▶ [PROBLEM]
Scan the data for "save" and copy each matching line.

─── DATASET EXTRACT ───

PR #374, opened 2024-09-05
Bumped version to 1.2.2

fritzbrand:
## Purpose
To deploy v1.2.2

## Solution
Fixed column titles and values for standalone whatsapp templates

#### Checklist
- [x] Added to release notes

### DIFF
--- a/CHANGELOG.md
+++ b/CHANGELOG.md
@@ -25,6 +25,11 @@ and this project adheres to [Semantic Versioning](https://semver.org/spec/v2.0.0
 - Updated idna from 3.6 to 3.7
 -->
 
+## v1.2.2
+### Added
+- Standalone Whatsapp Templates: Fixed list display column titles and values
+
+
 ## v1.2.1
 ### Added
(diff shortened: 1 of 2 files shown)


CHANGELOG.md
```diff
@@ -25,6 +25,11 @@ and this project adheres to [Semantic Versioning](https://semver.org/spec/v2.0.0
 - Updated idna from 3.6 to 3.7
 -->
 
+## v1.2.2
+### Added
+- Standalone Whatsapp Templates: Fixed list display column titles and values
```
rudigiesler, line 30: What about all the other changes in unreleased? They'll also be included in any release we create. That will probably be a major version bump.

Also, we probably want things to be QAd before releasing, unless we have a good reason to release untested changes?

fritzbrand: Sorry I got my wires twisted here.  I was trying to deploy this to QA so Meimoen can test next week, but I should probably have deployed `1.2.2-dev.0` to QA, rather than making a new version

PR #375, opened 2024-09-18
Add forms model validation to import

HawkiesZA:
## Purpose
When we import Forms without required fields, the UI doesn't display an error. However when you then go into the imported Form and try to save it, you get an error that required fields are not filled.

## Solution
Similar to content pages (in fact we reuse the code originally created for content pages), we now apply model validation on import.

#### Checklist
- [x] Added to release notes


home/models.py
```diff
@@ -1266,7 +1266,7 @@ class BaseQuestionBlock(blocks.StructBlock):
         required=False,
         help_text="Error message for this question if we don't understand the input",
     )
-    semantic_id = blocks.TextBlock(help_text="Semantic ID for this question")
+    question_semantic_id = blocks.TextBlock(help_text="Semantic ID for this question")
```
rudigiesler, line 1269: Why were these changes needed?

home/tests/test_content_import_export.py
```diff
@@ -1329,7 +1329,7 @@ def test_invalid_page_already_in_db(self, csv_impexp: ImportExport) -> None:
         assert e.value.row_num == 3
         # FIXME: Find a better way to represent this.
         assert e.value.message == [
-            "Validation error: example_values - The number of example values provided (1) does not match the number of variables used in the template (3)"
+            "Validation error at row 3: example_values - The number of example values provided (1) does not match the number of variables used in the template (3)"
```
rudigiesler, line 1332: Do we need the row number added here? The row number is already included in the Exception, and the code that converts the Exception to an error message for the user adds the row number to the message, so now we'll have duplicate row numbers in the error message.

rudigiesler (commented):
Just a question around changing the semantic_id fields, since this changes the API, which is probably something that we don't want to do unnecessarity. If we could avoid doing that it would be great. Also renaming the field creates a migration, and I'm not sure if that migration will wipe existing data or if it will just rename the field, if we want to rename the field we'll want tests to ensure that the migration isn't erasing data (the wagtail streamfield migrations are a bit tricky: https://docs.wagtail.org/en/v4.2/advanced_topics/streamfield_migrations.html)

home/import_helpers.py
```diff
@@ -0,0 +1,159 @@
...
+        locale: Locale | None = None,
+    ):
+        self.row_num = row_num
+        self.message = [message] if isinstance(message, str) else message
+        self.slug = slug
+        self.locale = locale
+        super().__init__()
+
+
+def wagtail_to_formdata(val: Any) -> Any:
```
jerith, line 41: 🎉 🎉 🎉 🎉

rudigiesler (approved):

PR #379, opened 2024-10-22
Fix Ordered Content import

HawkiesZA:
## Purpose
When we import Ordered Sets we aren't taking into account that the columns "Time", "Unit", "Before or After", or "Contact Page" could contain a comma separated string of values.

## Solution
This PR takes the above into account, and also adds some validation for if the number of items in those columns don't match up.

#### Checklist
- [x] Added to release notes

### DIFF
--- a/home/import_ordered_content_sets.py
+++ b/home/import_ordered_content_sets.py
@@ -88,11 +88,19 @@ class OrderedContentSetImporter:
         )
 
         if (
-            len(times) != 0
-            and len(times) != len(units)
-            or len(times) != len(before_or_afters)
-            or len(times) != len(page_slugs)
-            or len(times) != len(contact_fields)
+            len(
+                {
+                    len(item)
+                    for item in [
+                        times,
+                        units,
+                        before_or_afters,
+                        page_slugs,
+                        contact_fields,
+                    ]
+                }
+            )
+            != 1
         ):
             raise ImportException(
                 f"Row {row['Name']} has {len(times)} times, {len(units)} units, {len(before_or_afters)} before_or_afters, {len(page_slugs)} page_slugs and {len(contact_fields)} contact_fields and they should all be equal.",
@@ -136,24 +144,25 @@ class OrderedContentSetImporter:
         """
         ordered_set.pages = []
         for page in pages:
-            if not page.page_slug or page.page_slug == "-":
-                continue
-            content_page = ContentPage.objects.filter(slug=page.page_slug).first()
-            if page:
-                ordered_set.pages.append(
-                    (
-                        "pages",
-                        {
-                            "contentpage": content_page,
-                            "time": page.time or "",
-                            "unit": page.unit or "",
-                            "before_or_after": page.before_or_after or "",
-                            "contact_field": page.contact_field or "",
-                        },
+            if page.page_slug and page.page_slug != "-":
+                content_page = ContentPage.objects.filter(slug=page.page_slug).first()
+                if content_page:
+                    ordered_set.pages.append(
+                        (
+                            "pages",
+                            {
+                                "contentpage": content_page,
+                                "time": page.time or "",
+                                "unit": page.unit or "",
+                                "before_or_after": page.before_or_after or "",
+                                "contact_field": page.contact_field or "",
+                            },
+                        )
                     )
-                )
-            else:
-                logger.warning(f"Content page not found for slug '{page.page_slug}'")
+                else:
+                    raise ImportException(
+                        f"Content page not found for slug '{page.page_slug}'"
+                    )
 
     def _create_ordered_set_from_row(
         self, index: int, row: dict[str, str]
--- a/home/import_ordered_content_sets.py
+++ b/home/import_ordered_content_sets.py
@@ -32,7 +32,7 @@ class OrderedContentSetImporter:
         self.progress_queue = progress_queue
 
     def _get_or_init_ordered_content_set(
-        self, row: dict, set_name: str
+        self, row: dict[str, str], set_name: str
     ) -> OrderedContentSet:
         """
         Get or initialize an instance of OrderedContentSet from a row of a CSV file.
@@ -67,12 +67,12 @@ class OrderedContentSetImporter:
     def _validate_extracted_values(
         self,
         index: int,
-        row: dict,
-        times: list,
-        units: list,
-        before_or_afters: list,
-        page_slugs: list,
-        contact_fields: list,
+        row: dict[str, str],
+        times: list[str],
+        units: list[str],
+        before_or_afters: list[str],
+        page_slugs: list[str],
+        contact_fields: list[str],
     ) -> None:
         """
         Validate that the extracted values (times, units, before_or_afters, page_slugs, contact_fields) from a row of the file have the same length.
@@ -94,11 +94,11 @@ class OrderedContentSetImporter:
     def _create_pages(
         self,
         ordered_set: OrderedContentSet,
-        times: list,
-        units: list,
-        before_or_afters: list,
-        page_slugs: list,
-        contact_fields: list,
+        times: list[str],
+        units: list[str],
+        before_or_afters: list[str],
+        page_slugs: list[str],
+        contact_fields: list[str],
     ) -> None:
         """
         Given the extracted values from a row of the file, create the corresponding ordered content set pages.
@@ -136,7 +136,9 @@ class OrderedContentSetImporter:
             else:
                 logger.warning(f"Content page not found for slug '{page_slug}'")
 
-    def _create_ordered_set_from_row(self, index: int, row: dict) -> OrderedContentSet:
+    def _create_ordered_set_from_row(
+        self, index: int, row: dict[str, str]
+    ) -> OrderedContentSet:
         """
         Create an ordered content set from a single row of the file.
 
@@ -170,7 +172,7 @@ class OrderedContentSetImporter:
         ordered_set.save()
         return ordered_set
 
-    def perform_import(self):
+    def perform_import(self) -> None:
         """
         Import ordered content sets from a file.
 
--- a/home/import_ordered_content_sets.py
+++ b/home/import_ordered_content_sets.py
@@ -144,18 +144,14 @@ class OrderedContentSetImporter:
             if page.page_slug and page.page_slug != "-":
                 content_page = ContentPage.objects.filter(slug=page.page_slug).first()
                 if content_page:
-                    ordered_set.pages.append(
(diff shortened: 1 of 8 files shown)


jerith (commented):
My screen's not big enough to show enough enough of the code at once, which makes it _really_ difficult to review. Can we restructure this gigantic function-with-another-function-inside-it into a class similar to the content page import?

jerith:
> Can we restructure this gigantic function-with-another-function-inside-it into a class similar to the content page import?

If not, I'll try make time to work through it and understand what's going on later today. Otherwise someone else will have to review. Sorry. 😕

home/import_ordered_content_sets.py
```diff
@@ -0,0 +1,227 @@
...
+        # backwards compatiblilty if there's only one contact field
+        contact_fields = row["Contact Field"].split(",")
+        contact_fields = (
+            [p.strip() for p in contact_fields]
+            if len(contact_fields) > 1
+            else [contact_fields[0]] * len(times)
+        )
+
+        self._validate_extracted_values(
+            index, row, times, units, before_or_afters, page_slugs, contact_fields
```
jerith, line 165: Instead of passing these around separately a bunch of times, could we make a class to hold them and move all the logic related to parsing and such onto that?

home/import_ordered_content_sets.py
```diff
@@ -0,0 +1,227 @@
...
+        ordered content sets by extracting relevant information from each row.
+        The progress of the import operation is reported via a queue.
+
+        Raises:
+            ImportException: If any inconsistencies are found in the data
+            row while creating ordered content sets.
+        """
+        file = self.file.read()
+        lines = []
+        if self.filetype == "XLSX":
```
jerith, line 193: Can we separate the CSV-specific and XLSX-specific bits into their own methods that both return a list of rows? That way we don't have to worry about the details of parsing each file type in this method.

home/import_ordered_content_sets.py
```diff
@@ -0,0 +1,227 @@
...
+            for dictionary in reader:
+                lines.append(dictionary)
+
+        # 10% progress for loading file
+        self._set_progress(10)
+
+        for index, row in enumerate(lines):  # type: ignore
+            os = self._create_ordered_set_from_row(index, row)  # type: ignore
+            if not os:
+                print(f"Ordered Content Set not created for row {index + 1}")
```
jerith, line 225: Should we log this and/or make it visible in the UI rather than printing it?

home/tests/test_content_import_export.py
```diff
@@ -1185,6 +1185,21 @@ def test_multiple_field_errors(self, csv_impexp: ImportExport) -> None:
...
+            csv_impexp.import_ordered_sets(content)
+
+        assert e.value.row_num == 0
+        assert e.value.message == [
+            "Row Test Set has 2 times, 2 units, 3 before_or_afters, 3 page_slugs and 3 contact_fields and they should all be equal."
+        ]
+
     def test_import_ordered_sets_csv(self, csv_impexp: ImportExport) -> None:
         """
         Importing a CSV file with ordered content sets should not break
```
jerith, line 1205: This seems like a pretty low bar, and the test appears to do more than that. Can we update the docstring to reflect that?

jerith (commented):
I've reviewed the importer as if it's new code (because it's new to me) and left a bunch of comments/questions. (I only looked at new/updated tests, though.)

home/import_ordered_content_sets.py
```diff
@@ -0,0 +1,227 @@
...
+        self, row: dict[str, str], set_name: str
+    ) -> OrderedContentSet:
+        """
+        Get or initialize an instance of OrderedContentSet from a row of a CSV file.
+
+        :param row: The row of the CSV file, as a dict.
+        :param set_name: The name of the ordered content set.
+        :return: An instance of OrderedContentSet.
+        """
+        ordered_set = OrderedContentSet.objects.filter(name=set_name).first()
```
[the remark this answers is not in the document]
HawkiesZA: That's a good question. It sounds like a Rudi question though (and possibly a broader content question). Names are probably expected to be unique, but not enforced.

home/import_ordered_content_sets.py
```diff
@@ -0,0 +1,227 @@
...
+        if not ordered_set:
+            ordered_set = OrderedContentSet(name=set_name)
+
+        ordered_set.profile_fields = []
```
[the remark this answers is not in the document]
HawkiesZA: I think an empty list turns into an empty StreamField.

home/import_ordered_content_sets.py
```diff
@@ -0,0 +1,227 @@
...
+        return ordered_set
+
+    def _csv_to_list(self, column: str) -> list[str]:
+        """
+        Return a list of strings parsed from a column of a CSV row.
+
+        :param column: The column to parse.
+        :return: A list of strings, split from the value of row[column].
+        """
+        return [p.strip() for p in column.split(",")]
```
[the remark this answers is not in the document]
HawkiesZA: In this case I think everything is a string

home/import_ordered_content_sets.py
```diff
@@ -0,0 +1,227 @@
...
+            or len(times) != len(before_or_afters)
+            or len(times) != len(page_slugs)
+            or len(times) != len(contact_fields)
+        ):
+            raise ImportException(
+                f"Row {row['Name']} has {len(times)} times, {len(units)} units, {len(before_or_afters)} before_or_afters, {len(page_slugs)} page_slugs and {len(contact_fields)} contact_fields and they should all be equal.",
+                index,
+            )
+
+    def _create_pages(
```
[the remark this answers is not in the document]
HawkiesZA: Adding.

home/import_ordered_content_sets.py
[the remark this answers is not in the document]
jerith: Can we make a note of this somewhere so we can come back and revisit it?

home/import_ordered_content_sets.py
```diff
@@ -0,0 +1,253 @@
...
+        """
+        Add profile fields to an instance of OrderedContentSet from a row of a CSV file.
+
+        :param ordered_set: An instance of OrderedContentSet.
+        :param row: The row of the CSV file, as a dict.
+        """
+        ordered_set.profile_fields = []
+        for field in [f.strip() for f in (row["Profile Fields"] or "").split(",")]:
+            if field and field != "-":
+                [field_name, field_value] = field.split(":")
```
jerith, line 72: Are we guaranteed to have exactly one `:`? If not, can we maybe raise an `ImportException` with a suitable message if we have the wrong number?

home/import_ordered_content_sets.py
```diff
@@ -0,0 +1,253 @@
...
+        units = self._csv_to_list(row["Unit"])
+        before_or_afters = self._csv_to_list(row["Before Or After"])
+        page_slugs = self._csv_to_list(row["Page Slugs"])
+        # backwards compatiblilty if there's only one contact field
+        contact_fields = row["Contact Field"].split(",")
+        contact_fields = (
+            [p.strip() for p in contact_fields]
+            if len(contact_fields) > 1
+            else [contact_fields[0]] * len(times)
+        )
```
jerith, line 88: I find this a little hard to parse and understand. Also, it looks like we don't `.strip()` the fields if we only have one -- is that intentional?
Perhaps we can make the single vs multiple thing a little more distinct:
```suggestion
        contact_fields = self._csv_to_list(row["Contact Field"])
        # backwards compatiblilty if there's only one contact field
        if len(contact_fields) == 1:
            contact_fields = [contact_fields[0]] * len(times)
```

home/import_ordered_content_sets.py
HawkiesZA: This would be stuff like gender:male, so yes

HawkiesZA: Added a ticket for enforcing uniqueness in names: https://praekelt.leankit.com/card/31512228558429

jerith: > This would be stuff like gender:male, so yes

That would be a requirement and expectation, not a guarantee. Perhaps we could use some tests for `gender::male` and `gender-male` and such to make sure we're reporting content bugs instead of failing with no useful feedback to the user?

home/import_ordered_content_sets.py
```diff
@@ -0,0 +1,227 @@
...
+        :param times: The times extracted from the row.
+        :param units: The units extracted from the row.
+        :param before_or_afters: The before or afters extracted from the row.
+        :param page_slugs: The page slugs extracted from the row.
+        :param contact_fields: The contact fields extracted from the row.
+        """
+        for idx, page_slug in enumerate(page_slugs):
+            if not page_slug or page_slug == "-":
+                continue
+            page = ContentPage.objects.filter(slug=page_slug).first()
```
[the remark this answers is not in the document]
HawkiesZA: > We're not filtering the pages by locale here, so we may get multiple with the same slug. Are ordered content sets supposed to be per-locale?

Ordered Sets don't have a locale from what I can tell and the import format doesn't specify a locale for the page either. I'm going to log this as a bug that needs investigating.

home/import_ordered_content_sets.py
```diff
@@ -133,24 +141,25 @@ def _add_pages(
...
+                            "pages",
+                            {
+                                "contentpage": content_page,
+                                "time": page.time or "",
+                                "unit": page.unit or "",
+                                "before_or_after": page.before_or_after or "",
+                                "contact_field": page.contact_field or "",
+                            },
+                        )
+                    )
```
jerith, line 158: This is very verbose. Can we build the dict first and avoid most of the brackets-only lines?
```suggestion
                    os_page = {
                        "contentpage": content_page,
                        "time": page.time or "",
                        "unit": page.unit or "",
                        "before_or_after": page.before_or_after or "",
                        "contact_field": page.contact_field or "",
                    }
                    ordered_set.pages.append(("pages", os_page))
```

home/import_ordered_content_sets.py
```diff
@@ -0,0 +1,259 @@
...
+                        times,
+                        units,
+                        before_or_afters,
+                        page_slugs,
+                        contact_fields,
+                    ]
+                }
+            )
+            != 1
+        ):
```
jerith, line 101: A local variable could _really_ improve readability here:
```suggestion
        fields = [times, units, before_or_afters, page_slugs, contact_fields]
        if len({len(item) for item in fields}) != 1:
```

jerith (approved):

───

▶ [ANSWER]
When we import Forms without required fields, the UI doesn't display an error. However when you then go into the imported Form and try to save it, you get an error that required fields are not filled.
         ordered_set.save()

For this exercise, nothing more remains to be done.